▸ Instructions for the task:
Your task is to set down the line containing "FlowRestResourceImpl" and every later line of the entries, word for word, including the last.

(Dataset entries)
PR #3418, opened 2023-03-20
CORE-6545: Review HTTP REST error codes

emilybowe:
A review was made of implementations of the interfaces listed below to ensure that correct HTTP 4XX code is returned in the case of an error condition, as QA reported error code 5XX was returned for various operations.

REST resources in scope:
FlowClassRestResourceImpl
FlowRestResourceImpl
ConfigRestResourceImpl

▸ Task response:
FlowRestResourceImpl
ConfigRestResourceImpl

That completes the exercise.